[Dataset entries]
-*-*-
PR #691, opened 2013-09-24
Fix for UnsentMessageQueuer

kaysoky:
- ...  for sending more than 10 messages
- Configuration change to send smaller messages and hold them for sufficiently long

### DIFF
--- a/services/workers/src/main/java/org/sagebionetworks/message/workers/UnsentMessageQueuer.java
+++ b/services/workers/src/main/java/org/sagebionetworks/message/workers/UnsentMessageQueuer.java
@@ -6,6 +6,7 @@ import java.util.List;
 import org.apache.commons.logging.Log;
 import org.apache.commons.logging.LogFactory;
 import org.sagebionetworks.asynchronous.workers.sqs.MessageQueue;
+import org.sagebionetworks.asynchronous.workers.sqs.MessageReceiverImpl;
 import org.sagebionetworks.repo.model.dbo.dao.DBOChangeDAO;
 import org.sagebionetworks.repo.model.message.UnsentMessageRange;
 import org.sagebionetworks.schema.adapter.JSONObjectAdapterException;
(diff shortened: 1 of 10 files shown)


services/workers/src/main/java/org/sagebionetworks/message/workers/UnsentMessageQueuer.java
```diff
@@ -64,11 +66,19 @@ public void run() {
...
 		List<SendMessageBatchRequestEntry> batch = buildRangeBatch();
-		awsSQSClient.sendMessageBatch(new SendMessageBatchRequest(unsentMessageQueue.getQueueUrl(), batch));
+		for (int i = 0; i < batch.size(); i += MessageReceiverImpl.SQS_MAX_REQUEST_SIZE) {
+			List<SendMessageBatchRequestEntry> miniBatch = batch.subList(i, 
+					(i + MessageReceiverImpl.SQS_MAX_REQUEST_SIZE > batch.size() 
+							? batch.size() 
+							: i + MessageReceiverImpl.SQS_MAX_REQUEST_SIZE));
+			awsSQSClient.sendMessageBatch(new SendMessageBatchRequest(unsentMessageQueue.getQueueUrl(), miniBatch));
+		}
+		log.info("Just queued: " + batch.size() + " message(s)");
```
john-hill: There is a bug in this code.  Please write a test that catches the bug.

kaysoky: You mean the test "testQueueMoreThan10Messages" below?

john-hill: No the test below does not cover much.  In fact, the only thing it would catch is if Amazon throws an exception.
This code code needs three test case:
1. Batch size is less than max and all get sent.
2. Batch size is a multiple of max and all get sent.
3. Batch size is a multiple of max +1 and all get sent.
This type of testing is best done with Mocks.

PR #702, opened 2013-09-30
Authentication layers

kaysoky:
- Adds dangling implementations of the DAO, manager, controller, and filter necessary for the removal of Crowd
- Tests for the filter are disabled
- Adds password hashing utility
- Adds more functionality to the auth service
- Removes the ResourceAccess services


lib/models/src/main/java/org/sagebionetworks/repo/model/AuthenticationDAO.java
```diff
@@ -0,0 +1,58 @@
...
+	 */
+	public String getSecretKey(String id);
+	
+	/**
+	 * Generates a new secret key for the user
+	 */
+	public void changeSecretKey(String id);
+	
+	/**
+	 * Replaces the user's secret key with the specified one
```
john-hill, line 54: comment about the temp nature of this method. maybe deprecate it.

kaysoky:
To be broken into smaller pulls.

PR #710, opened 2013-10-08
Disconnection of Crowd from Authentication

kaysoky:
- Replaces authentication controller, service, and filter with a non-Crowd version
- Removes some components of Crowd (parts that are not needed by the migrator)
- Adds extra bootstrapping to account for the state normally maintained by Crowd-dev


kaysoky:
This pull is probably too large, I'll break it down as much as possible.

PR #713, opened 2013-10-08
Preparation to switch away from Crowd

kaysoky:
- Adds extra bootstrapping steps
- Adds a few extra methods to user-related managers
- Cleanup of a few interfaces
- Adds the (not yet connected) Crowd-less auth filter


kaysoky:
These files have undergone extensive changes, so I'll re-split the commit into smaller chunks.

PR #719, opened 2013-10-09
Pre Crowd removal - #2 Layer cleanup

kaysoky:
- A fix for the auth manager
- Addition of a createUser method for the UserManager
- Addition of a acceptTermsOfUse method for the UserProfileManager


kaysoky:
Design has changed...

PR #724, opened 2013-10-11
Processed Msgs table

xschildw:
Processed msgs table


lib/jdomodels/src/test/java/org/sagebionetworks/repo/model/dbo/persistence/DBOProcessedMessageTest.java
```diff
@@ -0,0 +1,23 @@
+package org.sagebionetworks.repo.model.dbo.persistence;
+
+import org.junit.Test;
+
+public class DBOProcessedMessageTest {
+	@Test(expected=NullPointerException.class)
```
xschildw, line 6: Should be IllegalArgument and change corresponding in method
-*-*-
● Exercise prompt: Set down all of the data above, word for word.

● Your response:
PR #691, opened 2013-09-24
Fix for UnsentMessageQueuer

kaysoky:
- ...  for sending more than 10 messages
- Configuration change to send smaller messages and hold them for sufficiently long

### DIFF
--- a/services/workers/src/main/java/org/sagebionetworks/message/workers/UnsentMessageQueuer.java
+++ b/services/workers/src/main/java/org/sagebionetworks/message/workers/UnsentMessageQueuer.java
@@ -6,6 +6,7 @@ import java.util.List;
 import org.apache.commons.logging.Log;
 import org.apache.commons.logging.LogFactory;
 import org.sagebionetworks.asynchronous.workers.sqs.MessageQueue;
+import org.sagebionetworks.asynchronous.workers.sqs.MessageReceiverImpl;
 import org.sagebionetworks.repo.model.dbo.dao.DBOChangeDAO;
 import org.sagebionetworks.repo.model.message.UnsentMessageRange;
 import org.sagebionetworks.schema.adapter.JSONObjectAdapterException;
(diff shortened: 1 of 10 files shown)


services/workers/src/main/java/org/sagebionetworks/message/workers/UnsentMessageQueuer.java
```diff
@@ -64,11 +66,19 @@ public void run() {
...
 		List<SendMessageBatchRequestEntry> batch = buildRangeBatch();
-		awsSQSClient.sendMessageBatch(new SendMessageBatchRequest(unsentMessageQueue.getQueueUrl(), batch));
+		for (int i = 0; i < batch.size(); i += MessageReceiverImpl.SQS_MAX_REQUEST_SIZE) {
+			List<SendMessageBatchRequestEntry> miniBatch = batch.subList(i, 
+					(i + MessageReceiverImpl.SQS_MAX_REQUEST_SIZE > batch.size() 
+							? batch.size() 
+							: i + MessageReceiverImpl.SQS_MAX_REQUEST_SIZE));
+			awsSQSClient.sendMessageBatch(new SendMessageBatchRequest(unsentMessageQueue.getQueueUrl(), miniBatch));
+		}
+		log.info("Just queued: " + batch.size() + " message(s)");
```
john-hill: There is a bug in this code.  Please write a test that catches the bug.

kaysoky: You mean the test "testQueueMoreThan10Messages" below?

john-hill: No the test below does not cover much.  In fact, the only thing it would catch is if Amazon throws an exception.
This code code needs three test case:
1. Batch size is less than max and all get sent.
2. Batch size is a multiple of max and all get sent.
3. Batch size is a multiple of max +1 and all get sent.
This type of testing is best done with Mocks.

PR #702, opened 2013-09-30
Authentication layers

kaysoky:
- Adds dangling implementations of the DAO, manager, controller, and filter necessary for the removal of Crowd
- Tests for the filter are disabled
- Adds password hashing utility
- Adds more functionality to the auth service
- Removes the ResourceAccess services


lib/models/src/main/java/org/sagebionetworks/repo/model/AuthenticationDAO.java
```diff
@@ -0,0 +1,58 @@
...
+	 */
+	public String getSecretKey(String id);
+	
+	/**
+	 * Generates a new secret key for the user
+	 */
+	public void changeSecretKey(String id);
+	
+	/**
+	 * Replaces the user's secret key with the specified one
```
john-hill, line 54: comment about the temp nature of this method. maybe deprecate it.

kaysoky:
To be broken into smaller pulls.

PR #710, opened 2013-10-08
Disconnection of Crowd from Authentication

kaysoky:
- Replaces authentication controller, service, and filter with a non-Crowd version
- Removes some components of Crowd (parts that are not needed by the migrator)
- Adds extra bootstrapping to account for the state normally maintained by Crowd-dev


kaysoky:
This pull is probably too large, I'll break it down as much as possible.

PR #713, opened 2013-10-08
Preparation to switch away from Crowd

kaysoky:
- Adds extra bootstrapping steps
- Adds a few extra methods to user-related managers
- Cleanup of a few interfaces
- Adds the (not yet connected) Crowd-less auth filter


kaysoky:
These files have undergone extensive changes, so I'll re-split the commit into smaller chunks.

PR #719, opened 2013-10-09
Pre Crowd removal - #2 Layer cleanup

kaysoky:
- A fix for the auth manager
- Addition of a createUser method for the UserManager
- Addition of a acceptTermsOfUse method for the UserProfileManager


kaysoky:
Design has changed...

PR #724, opened 2013-10-11
Processed Msgs table

xschildw:
Processed msgs table


lib/jdomodels/src/test/java/org/sagebionetworks/repo/model/dbo/persistence/DBOProcessedMessageTest.java
```diff
@@ -0,0 +1,23 @@
+package org.sagebionetworks.repo.model.dbo.persistence;
+
+import org.junit.Test;
+
+public class DBOProcessedMessageTest {
+	@Test(expected=NullPointerException.class)
```
xschildw, line 6: Should be IllegalArgument and change corresponding in method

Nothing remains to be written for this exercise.